PR #9373, opened 2026-08-18
fix(autorag): reconfiguring run does not retain selected models

daniduong:
https://redhat.atlassian.net/browse/RHOAIENG-85392

## Description

Reconfiguring an AutoRAG run did not retain the foundation (generation) and embedding model selections from the source run — the model selection was always reset to "all models" instead.

**Root cause:** `AutoragConfigure` uses two effects to manage model selection:
1. An effect that clears `generation_models` / `embedding_models` and flags them for re-initialization whenever the Open GenAI Stack secret (`ogx_secret_name`) changes.
2. A second effect that re-populates those fields once the models query resolves, preserving the current selection if it is non-empty, otherwise defaulting to all available models.

During reconfigure, the form is pre-populated on mount with the previous run's `ogx_secret_name` and model selections. Effect 1 was a plain `useEffect`, so it fired on the initial mount too (since its dependency already had a value), wiping the pre-populated selections to `[]` before effect 2 ran. Effect 2 then saw empty arrays and fell back to selecting all models — reproducing the reported bug.

**Fix:** Switch effect 1 to `useReconfigureSafeEffect`, the hook already used elsewhere in this component specifically to skip firing on mount so pre-populated reconfigure values aren't wiped before the user sees them. Also removed a couple of now-unnecessary `?? []` fallbacks flagged by `@typescript-eslint/no-unnecessary-condition` in the adjacent code.

## How Has This Been Tested?

- Added a Jest regression test that renders `AutoragConfigure` in the reconfigure flow with a pre-set `ogx_secret_name` and a subset of previously selected foundation/embedding models, while the mocked models query returns a larger set of available models. Verified the previously selected subset is retained instead of being reset to all models.
- Ran the full `AutoragConfigure.spec.tsx` suite (51/51 passing).
- Ran `eslint` and `tsc --noEmit` on the changed file — both clean.

Before | After
--- | ---
<video src="https://github.com/user-attachments/assets/9b92fbd1-8232-42ef-a4f9-b81894582240" /> | <video src="https://github.com/user-attachments/assets/281c0b58-bb83-4565-ad7e-b0da5cfa22ed" />

## Test Impact

- Added `should retain the previously selected foundation/embedding models instead of resetting to all models` in `packages/autorag/frontend/src/app/components/configure/__tests__/AutoragConfigure.spec.tsx`, which fails against the previous implementation and passes with this fix.

## Request review criteria:

## Summary by CodeRabbit

* **Bug Fixes**
  * Preserved selected models when reconfiguring, provided they remain available.
  * Removed unavailable selections and displayed a warning.
  * Automatically restored all available models when selections are empty or no longer valid.
  * Retained valid models when only some previously selected models are unavailable.

### DIFF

Description of the task: Search the material above for "mount". Copy each line that has it.

Written response:
During reconfigure, the form is pre-populated on mount with the previous run's `ogx_secret_name` and model selections. Effect 1 was a plain `useEffect`, so it fired on the initial mount too (since its dependency already had a value), wiping the pre-populated selections to `[]` before effect 2 ran. Effect 2 then saw empty arrays and fell back to selecting all models — reproducing the reported bug.
**Fix:** Switch effect 1 to `useReconfigureSafeEffect`, the hook already used elsewhere in this component specifically to skip firing on mount so pre-populated reconfigure values aren't wiped before the user sees them. Also removed a couple of now-unnecessary `?? []` fallbacks flagged by `@typescript-eslint/no-unnecessary-condition` in the adjacent code.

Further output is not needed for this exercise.